同時に、遠くから「っぎゃあああああああっっ…………!!」と女性の悲鳴が聞こえた。
「…………」
「そんな顔をするんじゃない、美奈子。一人つれて行くには、一人を連れて来る。一人の命を救うには、一人の命を捨てる。一人の怪我を治すには、一人にその怪我を負ってもらう。……それは、ここの駅員から教えてもらったはずだ」
駅員に言われ、美奈子は暗い表情で頷いた。
「……〝あちら〟に戻ったら、〝彼女〟のご家族にご挨拶をしていい? 助けてもらった事にしたいの」
美奈子の手を引いて歩き出した駅員は、妻に苦く微笑む。
「妊婦を庇って女性が列車に轢かれ、上下バラバラになった。
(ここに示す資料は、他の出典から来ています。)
PR #635, opened 2022-09-27
Add JSON_MODIFY()

anujsarda3:
This function is used to update the value of the property in JSON string. Test cases are also added for the implementation. 

Signed-off-by: Anuj Sarda <sardanuj@amazon.com>

### Issues Resolved

BABEL-937


contrib/babelfishpg_tsql/sql/sys_functions.sql
```diff
@@ -2540,6 +2540,143 @@ CREATE OR REPLACE FUNCTION sys.json_query(json_string text, path text default '$
...
+    SELECT regexp_replace(json_path, '\$\.|]|\$\[' , '' , 'ig') INTO json_path; -- To remove the "$." and "]" sign from the string 
+    SELECT regexp_replace(json_path, '\.|\[' , ',' , 'ig') INTO json_path; -- To replace the "." and "[" with the "," to change into required format
+    SELECT CONCAT('{',json_path,'}') INTO json_path; -- Final required format of path by jsonb_set
+    return json_path;
+END
+$BODY$
+LANGUAGE plpgsql;
+
+--Function to set the append_modifier and create_if_missing flags
+CREATE TYPE falgs_set AS (create_if_missing BOOL, append_modifier BOOL);
```
Sairakan: typo here; should be `flags_set`, not `falgs_set`

contrib/babelfishpg_tsql/sql/sys_functions.sql
```diff
@@ -2540,6 +2540,143 @@ CREATE OR REPLACE FUNCTION sys.json_query(json_string text, path text default '$
 RETURNS sys.NVARCHAR
 AS 'babelfishpg_tsql', 'tsql_json_query' LANGUAGE C IMMUTABLE PARALLEL SAFE;
 
+-- Function to convert the path format into expected jsonb_set path format using Regular Expression
+CREATE OR REPLACE FUNCTION sys.regex_replace(json_path TEXT)
```
Sairakan: maybe a more descriptive name than just `regex_replace()`? Something that describes what the function does instead of how it works, so something like `convert_jsonpath()` or `convert_jsonpath_to_jsonb_path()`

contrib/babelfishpg_tsql/sql/sys_functions.sql
Sairakan: Also, the name of the datatype is not very descriptive - what if someone else wants to create a flag type? It should be more specific to its use, like `sys.json_modify_flags`. Also, make sure to declare this in the sys schema.

contrib/babelfishpg_tsql/sql/sys_functions.sql
```diff
@@ -2540,6 +2540,143 @@ CREATE OR REPLACE FUNCTION sys.json_query(json_string text, path text default '$
...
+    SELECT CONCAT('{',json_path,'}') INTO json_path; -- Final required format of path by jsonb_set
+    return json_path;
+END
+$BODY$
+LANGUAGE plpgsql;
+
+--Function to set the append_modifier and create_if_missing flags
+CREATE TYPE falgs_set AS (create_if_missing BOOL, append_modifier BOOL);
+
+CREATE OR REPLACE FUNCTION sys.set_flags(path_json TEXT)
```
Sairakan: Similar to above, change to `sys.set_json_modify_flags` to be more descriptive and specific

contrib/babelfishpg_tsql/sql/sys_functions.sql
```diff
@@ -2540,6 +2540,143 @@ CREATE OR REPLACE FUNCTION sys.json_query(json_string text, path text default '$
...
+
+
+--JSON_MODIFY
+CREATE OR REPLACE FUNCTION sys.json_modify(in json_string JSONB,in path_json TEXT, in new_value TEXT)
+RETURNS sys.NVARCHAR
+AS
+$BODY$
+DECLARE
+    json_path TEXT;
+    result falgs_set;
```
Sairakan: result is not a good variable name for this - makes it seem like we're saving the result in this variable.

contrib/babelfishpg_tsql/sql/sys_functions.sql
anujsarda3: Have made the changes and named the datatype sys.json_modify_flags

contrib/babelfishpg_tsql/sql/sys_functions.sql
anujsarda3: Have changed the function name to make it more specific sys.convert_jsonpath_to_jsonb_path

contrib/babelfishpg_tsql/sql/sys_functions.sql
anujsarda3: Have changed the variable name to mode_flags

contrib/babelfishpg_tsql/sql/sys_functions.sql
```diff
@@ -2540,6 +2540,143 @@ CREATE OR REPLACE FUNCTION sys.json_query(json_string text, path text default '$
...
+    
+    
+    --This if else block is to call the jsonb_set function based on the create_if_missing and append_modifier flags
+    
+    IF mode_flags.append_modifier THEN --When append modifier is present
+        IF key_exist THEN
+            key_value = jsonb_path_query_first(json_string::JSONB,json_path::jsonpath); -- To get the value of the key
+            type_key_value = jsonb_typeof(key_value::JSONB);
+            IF type_key_value='array' THEN
+                len_array = jsonb_array_length(key_value::JSONB);
```
Sairakan: small nitpick: casting is expensive, so try to cast once and save the value in a variable for reuse instead of casting types multiple times

contrib/babelfishpg_tsql/sql/sys_functions.sql
```diff
@@ -2540,6 +2540,143 @@ CREATE OR REPLACE FUNCTION sys.json_query(json_string text, path text default '$
...
+                new_jsonb_path = CONCAT(TRIM('}' FROM new_jsonb_path),',',CAST(len_array AS TEXT),'}'); -- To change the path format into the required jsonb_insert path format
+                IF new_value IS NULL THEN
+                    RETURN jsonb_insert(json_string::JSONB,new_jsonb_path::TEXT[],'null');
```
Sairakan: Can you combine all of these return calls into one return call at the bottom of the main IF block? And instead set some variable to pass into the return statement

contrib/babelfishpg_tsql/sql/sys_functions.sql
```diff
@@ -2540,6 +2540,143 @@ CREATE OR REPLACE FUNCTION sys.json_query(json_string text, path text default '$
...
+            IF mode_flags.create_if_missing='FALSE' THEN
+                RAISE EXCEPTION 'Property cannot be found on the specified JSON path.';
+            ELSE
+                RETURN jsonb_insert(json_string::JSONB,new_jsonb_path::TEXT[],to_jsonb(array_agg(new_value))); -- array_agg is used to convert the new_value text into array format as we append functionality is being used
+            END IF;
+        END IF;
+    ELSE --When no append modifier is present
+        IF new_value IS NOT NULL THEN
+            IF key_exist OR mode_flags.create_if_missing='TRUE' THEN
+                RETURN jsonb_set_lax(json_string::JSONB,new_jsonb_path::TEXT[],to_jsonb(new_value),mode_flags.create_if_missing);
```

それだけでも大きなニュースになるのに、遺族に挨拶に行ったらマスコミに騒がれるぞ? 色々、あちらに戻ってから考える事にしよう」
「……そうだね」
駅員はドアの前で妻を抱き締め、幸せそうに目を細める。
「さあ、戻ろう。美奈子。僕たちの世界に」
そして駅員はドアを開け、かつて卯飼駅で胴を真っ二つにされた妻の手を握り、生者の世界に戻っていった。
**
「なんで……っ! なんでぇぇ……っ!?」
笑美は夜道のなか絶叫する。
夜道を歩いていたら、突然ガクンッと転んでしまった。
立ち上がろうとしても、足の感覚がない。
両手を突っ張らせると、ズリ……と胴体を引きずる感触があった。
恐る恐る下を見ると、月光に照らされてぬらりと光る己の臓物が見える。
――じゃあ?
――視線の先にある人の下半身みたいなものは?
――見覚えのあるパンプスを履いたあの足は?
すべてを理解した瞬間、笑美はこの世の者と思えない絶叫を上げていた。
「駅員さああああん……っ!! 助けてっ! 助けてよおおおおっ!!」
どれだけ叫んでも、夜のしじまに笑美の声が響くのみ。
村は遠く、笑美の声が聞こえていると思えない。
喉が嗄れるまで叫び続け、両手を地面にバンバンと打ち付けた。
恐ろしいのは、打ち付けた掌が血まみれになっても、まったく痛みを感じない事だ。
絶望しながらも笑美は叫び、月に向かって吠え続けた。
皎々と光る満月の下、生贄となった事を自覚していない笑美はいつまでも断末魔の声を上げ続ける。
その世界が永遠の夜を巡り、生き物の死を許さない世界だと知るのは、笑美が乾いた笑いを漏らし始める頃だった。